Disclosure statement

No potential conflict of interest was reported by the authors.

Additional information

Funding

This work was supported by the Netherlands’ Initiative for Education Research (NRO), which is part of the Netherlands Organisation for Scientific Research (NWO) under Grant [405-14-401].

Notes on contributors

Sietske Waslander

Prof.dr. Sietske Waslander is full professor of Sociology of Education at TIAS School for Business and Society, Tilburg University, the Netherlands. She is also a member of the Education Council of the Netherlands. She has published work on subjects ranging from social mobility and equal opportunities, to governance and market mechanisms, to mass-customisation, innovation, curriculum and leadership. She carried out several analyses of public and political debates about education and is currently involved in a national research project evaluating policies to stimulate inclusive education. Her teaching focuses on education policy, governance, innovation and leadership.

Edith H. Hooge

Prof.dr. Edith H. Hooge is full professor of Boards and Governance in Education at TIAS School for Business and Society, Tilburg University, the Netherlands. She is Academic Director of the Executive Master of Management in Education at TIAS. Her research activities revolve around governance and management in education systems and organisations, drawing on social network theory and the concept of governmentality. She teaches in the TIAS programs for professional development of (non-)executives, regularly presides in monitoring committees of governance codes and advises in different public sectors.

Henno C. Theisens

Dr. Henno C. Theisens is professor of Public Governance at The Hague University of Applied Sciences, the Netherlands. His work focusses on effective governance in today’s complex public systems, like education, healthcare and public safety. He has extensive experience in the area of education, particularly on issues related to governance and long-term strategy. Previously, he was an analyst at OECD’s Center for Educational Research and Innovation, and a Senior Research Associate at the Centre for Higher Education Policy Studies, of the University of Twente in the Netherlands.

Cissy J. Pater

Cissy J. Pater (MSc) is an educational researcher and project manager at Kohnstamm Institute in Amsterdam, and a PhD student at the University of Amsterdam, the Netherlands. Her doctoral research is on the workings of education systems - in particular competition between schools, public and private schools and free choice for students and parents - comparing the Netherlands and Sweden. She developed a methodology for explanatory evaluation for the Dutch Ministry of Education and is on the editorial board of the Dutch Journal on Educational Law and Policy.

Notes

1. We focus on Foucault’s governmentality concept as it best fits our main interest in this paper, which is steering processes in complex systems. Foucauldian inspired work taking a power-knowledge perspective pointing to disciplinary differences between literacy and numeracy (e.g. Kanes, Morgan, and Tsatsaroni Citation2014; Öhman and Quennerstedt Citation2008) would add to our understanding, but is beyond the focus of this paper.
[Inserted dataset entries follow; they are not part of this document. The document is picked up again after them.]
PR #1092, opened 2021-06-25
PORTALS-1941: Add accessor renewal radio buttons

emmanmills:


src/lib/containers/access_requirement_list/managedACTAccess/RequestDataAccessStep2.tsx
```diff
@@ -66,6 +68,10 @@ export type AlertProps = {
   message: string | JSX.Element
 }
 
+type requestedFileTypesMap = {
+  [key: string]: string[]
+}
+
```
emmanmills, line 74: Create this type to replace the `any` type to fix eslint warning.

src/lib/containers/access_requirement_list/managedACTAccess/RequestDataAccessStep2.tsx
```diff
@@ -403,12 +431,20 @@ const RequestDataAccessStep2: React.FC<RequestDataAccessStep2Props> = props => {
...
       })
     })
+
+    // Update accessor renewal radio buttons if available
+    if (isRenewal) {
+      const filteredRadio:AccessorChange[] = accessorRadioValue.filter(
+        item => item.userId !== pid
+      )
+      setAccessorRadioValue(filteredRadio)
+    }
```
emmanmills, line 441: Remove the renew/revoke radio buttons if an accessor is deleted.

src/lib/containers/access_requirement_list/managedACTAccess/RequestDataAccessStep2.tsx
```diff
@@ -120,8 +128,28 @@ const RequestDataAccessStep2: React.FC<RequestDataAccessStep2Props> = props => {
     // get data access required docs data to display file names
     getFilesData(dataAccessRequestData)
 
+    // renewal case
     if (dataAccessRequestData.concreteType === 'org.sagebionetworks.repo.model.dataaccess.Renewal') {
       setIsRenewal(true)
+      if (dataAccessRequestData.accessorChanges?.length) {
```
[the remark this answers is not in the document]
jay-hodgson: This seems generally dangerous.  In the case of a Renewal, could you confirm that these are not already set to RENEW_ACCESS from the backend?  
My concern is when a user saves a request that's in progress.  I think newly added accessors (who should have GAIN_ACCESS), and existing accessors who you've previously changed to REVOKE_ACCESS, will be flipped to RENEW_ACCESS when this UI is reopened.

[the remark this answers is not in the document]
jay-hodgson: If they initially come back as RENEW_ACCESS, then this code can be safely deleted.

src/lib/containers/access_requirement_list/managedACTAccess/RequestDataAccessStep2.tsx
jay-hodgson: This should never happen, since you should only be able to delete newly added accessors (accessors who are going to have GAIN_ACCESS in the request).  For existing accessors, there should be no option to delete - the submitter needs to pick Renew or Revoke (Revoke is the auditable delete).

src/lib/containers/access_requirement_list/managedACTAccess/RequestDataAccessStep2.tsx
```diff
@@ -509,6 +540,25 @@ const RequestDataAccessStep2: React.FC<RequestDataAccessStep2Props> = props => {
     }
   }
 
+  // For renewal only
+  const onAccessorRadioBtnChange = (accessType: AccessType, userId: string) => {
```
jay-hodgson, line 544: To verify, one of these options should be selected by default.  My hope is that the backend is returning "RENEW_ACCESS" for existing accessors!

src/lib/containers/access_requirement_list/managedACTAccess/RequestDataAccessStep2.tsx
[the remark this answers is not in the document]
emmanmills: I do see RENEW_ACCESS coming from the backend if a data access request has been approved. So I have updated the code to copy the user access types from the backend API to the state variable rather than setting them all to RENEW_ACCESS.

src/lib/containers/access_requirement_list/managedACTAccess/RequestDataAccessStep2.tsx
emmanmills: This is fixed. A user that has a renewal data access type will not have the delete "X" button.

src/lib/containers/access_requirement_list/managedACTAccess/RequestDataAccessStep2.tsx
emmanmills: The renew radio button will be selected by default if the user has a renewal data access type.

src/lib/containers/access_requirement_list/managedACTAccess/RequestDataAccessStep2.tsx
```diff
@@ -79,14 +90,15 @@ const RequestDataAccessStep2: React.FC<RequestDataAccessStep2Props> = props => {
...
-  const [accessorProfiles, setAccessorProfiles] = useState<UserProfile[]>([])
   const [
     formSubmitRequestObject,
     setFormSubmitRequestObject,
-  ] = useState<RequestInterface|RenewalInterface>()
+  ] = useState<RequestInterface | RenewalInterface>()
   const [alert, setAlert] = useState<AlertProps | undefined>()
   const [isRenewal, setIsRenewal] = useState<boolean>(false)
-  const requestedFileTypes = {}
+  const [accessors, setAccessors] = useState<Accessor[]>([])
```
emmanmills, line 99: Update the state variable to not just contain a list of user profiles (for display usernames) but also the user's access type (for display radio buttons If `isRenewal === true`)

jay-hodgson (approved):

2. Dutch schools traditionally organise themselves in boards along religious or ideological lines; Dutch school boards are not geographically bound. About two-thirds of Dutch school boards are independent i.e. privately run but publicly funded, and about one-third are public. There is equal financial footing, and only a small number of pupils in primary and secondary education, approximately seven percent, attend fully private schools. School boards vary in size from just one school to more than fifteen schools spread around the country, and are managed by a board. Executive board members are professionals in the sense that this is fulltime paid job, for which they are recruited and appointed by a supervisory board (a non-executive board) acting as their employer. Executive board members can best be compared with superintendents of school districts in the United States of America.

3. Every school board is obliged to have a works council which represents employees and parents. Works councils have legal rights to be informed and involved in decision making by the executive board, and can veto important decisions.